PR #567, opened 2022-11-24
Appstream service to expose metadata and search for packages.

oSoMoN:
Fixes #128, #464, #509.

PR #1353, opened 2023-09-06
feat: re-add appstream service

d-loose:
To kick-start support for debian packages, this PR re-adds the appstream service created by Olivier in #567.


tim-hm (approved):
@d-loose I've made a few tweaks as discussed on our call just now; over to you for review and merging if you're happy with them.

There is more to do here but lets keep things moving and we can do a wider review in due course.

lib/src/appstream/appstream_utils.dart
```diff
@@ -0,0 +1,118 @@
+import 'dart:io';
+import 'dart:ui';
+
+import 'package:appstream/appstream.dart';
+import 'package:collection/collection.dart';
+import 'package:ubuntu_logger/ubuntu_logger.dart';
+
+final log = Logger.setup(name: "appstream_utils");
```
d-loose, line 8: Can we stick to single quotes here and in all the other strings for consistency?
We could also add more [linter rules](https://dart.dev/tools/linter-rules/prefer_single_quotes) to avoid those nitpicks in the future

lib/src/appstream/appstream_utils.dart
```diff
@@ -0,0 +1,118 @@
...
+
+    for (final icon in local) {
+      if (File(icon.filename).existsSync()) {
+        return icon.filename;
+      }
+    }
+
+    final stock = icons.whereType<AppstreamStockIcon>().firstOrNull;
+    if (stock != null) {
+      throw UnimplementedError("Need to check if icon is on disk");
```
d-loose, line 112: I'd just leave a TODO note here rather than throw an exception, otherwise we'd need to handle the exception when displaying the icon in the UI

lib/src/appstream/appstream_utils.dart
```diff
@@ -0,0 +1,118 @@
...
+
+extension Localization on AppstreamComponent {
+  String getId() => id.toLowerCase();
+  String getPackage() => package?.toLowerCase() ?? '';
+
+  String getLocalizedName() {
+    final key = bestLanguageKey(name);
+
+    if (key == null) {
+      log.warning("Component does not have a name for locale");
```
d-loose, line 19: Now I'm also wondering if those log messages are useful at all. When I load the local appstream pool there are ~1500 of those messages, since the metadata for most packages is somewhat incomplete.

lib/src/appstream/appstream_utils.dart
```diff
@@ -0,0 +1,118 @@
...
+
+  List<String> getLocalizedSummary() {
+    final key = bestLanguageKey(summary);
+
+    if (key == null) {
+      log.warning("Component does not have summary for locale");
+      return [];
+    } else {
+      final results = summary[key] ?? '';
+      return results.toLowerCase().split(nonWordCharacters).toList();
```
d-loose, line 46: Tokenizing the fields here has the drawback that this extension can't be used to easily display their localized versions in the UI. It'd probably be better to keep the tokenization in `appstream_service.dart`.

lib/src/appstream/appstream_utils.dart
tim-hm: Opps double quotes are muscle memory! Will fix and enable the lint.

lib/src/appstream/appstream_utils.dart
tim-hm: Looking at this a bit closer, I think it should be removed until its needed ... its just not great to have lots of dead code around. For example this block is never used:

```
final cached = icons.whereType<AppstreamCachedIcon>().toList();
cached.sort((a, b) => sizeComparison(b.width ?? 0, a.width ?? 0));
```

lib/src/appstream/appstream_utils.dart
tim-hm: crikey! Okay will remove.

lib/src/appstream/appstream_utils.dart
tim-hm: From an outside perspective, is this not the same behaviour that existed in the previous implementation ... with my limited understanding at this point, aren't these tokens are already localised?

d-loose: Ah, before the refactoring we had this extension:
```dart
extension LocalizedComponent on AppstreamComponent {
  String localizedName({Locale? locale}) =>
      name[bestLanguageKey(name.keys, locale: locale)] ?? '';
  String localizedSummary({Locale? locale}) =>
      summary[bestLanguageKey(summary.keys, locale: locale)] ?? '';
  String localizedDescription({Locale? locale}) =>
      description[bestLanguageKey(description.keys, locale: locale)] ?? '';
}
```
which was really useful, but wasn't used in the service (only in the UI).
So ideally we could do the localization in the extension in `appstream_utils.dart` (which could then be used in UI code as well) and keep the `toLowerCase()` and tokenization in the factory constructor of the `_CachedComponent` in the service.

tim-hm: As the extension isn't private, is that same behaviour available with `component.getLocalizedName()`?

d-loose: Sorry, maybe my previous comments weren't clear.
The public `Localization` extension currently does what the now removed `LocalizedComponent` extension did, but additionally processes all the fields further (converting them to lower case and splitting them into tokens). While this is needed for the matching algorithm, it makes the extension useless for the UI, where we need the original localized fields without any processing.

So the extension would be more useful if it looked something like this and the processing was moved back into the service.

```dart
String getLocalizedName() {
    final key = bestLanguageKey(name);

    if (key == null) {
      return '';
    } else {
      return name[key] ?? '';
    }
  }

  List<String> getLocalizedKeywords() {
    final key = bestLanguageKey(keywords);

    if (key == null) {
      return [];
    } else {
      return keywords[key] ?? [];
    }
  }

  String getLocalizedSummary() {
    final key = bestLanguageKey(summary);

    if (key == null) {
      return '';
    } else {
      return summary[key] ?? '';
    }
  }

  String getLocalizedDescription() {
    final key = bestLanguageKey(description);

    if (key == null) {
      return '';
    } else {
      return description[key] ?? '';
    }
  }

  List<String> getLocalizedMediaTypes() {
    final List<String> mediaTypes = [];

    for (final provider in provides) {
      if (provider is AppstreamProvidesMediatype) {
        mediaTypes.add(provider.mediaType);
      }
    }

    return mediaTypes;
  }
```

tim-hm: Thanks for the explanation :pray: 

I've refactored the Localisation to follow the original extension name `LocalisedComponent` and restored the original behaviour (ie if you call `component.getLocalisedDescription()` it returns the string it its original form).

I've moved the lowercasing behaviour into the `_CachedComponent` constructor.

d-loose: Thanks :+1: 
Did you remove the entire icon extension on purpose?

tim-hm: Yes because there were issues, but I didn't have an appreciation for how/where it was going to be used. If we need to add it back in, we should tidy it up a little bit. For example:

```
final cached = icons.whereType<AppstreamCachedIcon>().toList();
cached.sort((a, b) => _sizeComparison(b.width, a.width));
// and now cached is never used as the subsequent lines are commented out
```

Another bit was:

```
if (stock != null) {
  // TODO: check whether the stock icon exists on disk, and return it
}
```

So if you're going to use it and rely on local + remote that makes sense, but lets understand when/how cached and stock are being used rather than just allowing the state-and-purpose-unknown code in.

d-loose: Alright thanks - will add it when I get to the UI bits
==
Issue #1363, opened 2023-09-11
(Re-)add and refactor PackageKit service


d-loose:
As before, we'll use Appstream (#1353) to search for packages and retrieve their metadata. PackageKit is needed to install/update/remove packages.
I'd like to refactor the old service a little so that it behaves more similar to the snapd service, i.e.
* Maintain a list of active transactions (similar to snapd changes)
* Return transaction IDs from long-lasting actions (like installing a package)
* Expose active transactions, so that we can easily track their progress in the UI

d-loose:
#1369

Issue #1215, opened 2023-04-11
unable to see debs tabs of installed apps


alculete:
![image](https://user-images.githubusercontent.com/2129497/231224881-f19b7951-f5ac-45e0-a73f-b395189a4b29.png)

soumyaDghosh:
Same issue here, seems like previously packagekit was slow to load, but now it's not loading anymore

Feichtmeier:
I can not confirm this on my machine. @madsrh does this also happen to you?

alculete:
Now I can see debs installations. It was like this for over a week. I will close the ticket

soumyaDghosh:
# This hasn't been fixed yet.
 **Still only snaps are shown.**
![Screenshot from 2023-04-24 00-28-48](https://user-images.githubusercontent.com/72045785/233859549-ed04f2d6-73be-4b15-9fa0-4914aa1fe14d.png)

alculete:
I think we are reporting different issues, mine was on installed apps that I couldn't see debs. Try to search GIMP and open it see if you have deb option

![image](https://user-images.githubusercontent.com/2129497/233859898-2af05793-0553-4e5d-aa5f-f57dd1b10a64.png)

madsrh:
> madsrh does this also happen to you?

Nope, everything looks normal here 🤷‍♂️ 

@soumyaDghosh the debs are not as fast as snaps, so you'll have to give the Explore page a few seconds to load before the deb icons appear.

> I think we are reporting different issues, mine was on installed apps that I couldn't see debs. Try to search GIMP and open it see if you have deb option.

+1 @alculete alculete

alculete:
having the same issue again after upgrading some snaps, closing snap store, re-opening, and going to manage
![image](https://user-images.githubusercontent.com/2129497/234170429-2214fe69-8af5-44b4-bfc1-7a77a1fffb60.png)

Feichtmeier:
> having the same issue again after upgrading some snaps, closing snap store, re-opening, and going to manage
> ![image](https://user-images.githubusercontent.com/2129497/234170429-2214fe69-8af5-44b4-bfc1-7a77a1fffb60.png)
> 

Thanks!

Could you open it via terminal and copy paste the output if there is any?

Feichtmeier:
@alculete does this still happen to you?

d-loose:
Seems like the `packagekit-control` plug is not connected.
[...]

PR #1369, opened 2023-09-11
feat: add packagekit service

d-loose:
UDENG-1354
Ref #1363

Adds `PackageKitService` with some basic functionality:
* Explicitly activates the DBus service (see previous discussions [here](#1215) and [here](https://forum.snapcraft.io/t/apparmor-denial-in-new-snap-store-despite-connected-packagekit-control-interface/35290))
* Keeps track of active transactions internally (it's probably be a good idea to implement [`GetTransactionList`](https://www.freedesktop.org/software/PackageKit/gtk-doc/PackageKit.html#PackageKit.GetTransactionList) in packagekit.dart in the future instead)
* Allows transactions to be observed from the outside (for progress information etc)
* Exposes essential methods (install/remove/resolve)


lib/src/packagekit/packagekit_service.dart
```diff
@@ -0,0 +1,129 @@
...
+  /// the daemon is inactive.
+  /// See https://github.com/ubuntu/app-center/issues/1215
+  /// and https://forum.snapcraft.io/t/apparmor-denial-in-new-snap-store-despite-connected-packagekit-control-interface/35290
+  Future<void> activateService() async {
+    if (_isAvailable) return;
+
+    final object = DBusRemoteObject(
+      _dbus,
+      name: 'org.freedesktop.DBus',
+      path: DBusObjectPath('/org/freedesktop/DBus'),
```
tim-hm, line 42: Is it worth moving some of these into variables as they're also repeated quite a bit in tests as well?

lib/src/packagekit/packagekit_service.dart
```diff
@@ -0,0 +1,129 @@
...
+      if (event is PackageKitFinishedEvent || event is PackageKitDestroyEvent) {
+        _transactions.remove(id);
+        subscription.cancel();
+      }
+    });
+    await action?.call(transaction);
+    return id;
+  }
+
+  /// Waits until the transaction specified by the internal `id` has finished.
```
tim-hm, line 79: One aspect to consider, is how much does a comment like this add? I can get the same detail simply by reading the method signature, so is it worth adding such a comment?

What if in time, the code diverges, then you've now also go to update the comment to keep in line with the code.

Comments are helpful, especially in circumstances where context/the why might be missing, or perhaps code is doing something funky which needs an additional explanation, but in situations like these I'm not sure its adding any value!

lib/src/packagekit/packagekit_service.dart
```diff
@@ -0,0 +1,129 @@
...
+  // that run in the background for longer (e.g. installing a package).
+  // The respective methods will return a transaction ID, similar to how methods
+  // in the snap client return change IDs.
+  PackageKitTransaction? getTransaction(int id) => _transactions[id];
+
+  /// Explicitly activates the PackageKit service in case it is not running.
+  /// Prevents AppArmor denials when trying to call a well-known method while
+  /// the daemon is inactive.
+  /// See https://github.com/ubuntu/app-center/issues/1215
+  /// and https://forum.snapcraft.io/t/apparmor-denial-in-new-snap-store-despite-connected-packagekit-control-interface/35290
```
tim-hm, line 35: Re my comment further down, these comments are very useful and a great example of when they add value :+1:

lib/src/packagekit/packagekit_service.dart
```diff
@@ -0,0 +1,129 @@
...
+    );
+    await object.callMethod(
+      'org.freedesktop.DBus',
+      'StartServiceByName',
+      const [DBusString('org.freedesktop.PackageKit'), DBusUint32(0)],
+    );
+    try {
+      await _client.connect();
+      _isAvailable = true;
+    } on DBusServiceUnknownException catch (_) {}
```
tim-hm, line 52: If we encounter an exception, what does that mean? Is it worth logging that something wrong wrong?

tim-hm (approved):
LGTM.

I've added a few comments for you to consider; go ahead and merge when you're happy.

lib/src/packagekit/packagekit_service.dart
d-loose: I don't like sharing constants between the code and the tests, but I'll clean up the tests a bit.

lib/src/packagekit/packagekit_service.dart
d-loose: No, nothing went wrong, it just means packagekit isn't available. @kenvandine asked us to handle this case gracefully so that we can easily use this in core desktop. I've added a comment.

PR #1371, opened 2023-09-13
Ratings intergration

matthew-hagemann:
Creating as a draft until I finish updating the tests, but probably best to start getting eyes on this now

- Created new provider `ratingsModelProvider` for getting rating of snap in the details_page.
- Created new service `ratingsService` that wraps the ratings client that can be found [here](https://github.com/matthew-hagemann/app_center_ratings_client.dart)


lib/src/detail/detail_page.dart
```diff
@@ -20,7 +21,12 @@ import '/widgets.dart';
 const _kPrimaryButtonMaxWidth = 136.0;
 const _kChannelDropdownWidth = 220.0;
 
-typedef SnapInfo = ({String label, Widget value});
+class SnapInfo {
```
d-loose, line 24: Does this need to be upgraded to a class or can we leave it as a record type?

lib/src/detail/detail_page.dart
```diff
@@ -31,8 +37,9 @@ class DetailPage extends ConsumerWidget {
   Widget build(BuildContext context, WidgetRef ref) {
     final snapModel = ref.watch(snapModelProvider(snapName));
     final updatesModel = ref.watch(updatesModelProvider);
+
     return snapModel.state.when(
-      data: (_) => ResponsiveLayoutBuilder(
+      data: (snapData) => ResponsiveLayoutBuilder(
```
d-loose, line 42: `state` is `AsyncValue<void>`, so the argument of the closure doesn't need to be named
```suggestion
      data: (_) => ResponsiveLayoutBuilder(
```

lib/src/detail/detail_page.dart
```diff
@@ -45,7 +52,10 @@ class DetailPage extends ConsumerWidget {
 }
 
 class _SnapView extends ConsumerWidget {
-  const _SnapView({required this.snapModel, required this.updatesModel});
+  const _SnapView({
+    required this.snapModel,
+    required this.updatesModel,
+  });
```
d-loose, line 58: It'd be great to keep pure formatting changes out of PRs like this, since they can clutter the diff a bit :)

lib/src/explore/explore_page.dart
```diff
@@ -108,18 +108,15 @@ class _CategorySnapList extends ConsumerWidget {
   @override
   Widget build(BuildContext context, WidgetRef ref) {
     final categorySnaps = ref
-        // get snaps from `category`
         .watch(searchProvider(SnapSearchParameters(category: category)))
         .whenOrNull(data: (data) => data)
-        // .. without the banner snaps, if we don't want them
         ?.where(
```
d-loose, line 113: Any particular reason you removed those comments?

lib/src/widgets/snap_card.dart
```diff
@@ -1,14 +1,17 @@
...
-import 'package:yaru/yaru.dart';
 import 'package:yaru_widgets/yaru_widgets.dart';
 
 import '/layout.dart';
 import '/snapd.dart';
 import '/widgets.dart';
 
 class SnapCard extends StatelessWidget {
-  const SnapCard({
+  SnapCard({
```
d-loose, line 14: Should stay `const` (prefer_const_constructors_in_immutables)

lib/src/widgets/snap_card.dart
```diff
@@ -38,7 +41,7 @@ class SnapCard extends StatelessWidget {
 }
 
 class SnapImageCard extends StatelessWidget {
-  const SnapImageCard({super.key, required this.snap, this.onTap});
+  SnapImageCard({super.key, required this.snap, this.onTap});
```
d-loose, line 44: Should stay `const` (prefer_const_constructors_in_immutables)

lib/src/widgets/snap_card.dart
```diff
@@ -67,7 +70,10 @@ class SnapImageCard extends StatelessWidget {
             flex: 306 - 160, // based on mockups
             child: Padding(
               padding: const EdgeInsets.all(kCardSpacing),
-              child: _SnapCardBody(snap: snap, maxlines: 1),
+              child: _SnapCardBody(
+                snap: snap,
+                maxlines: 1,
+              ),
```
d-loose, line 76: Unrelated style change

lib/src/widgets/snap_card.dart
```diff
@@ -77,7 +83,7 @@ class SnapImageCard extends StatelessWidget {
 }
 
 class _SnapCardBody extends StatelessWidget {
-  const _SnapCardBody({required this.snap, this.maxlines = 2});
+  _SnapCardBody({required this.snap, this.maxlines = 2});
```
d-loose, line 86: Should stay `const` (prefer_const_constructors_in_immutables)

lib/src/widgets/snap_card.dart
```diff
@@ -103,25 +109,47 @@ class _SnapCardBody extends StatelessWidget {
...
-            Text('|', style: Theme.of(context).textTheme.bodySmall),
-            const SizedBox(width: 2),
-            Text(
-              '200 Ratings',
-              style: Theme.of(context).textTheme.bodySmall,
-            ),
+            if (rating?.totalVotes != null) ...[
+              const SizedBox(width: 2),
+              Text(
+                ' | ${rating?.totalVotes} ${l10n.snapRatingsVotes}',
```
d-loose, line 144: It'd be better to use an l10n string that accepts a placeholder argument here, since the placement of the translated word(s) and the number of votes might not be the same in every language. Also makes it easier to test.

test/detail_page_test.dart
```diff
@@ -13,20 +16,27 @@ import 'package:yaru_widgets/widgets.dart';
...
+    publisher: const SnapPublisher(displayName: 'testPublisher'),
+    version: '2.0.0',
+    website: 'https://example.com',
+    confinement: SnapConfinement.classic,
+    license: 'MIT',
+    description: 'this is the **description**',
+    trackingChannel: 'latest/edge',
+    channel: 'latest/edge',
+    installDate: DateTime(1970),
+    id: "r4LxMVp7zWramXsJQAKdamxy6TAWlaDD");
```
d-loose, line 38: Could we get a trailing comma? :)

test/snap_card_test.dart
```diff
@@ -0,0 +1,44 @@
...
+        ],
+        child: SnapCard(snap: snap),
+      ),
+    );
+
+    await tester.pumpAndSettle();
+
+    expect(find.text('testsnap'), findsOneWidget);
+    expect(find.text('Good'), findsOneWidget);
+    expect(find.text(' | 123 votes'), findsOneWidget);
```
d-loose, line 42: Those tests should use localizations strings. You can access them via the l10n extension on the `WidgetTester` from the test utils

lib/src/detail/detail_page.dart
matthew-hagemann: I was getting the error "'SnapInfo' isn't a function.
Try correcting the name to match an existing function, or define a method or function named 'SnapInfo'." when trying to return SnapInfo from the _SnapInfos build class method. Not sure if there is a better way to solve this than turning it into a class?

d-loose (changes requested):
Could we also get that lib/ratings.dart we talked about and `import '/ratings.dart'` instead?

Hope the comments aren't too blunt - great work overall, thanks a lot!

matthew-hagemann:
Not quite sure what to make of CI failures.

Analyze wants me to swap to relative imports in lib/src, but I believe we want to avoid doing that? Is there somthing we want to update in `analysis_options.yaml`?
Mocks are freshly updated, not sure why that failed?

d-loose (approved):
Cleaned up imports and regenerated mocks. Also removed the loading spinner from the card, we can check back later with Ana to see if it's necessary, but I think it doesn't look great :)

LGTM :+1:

ACTION ITEM: Within the entries, find all lines that contain "child" and copy each one.

ANSWER TO THE PROBLEM:
             child: Padding(
-              child: _SnapCardBody(snap: snap, maxlines: 1),
+              child: _SnapCardBody(
+        child: SnapCard(snap: snap),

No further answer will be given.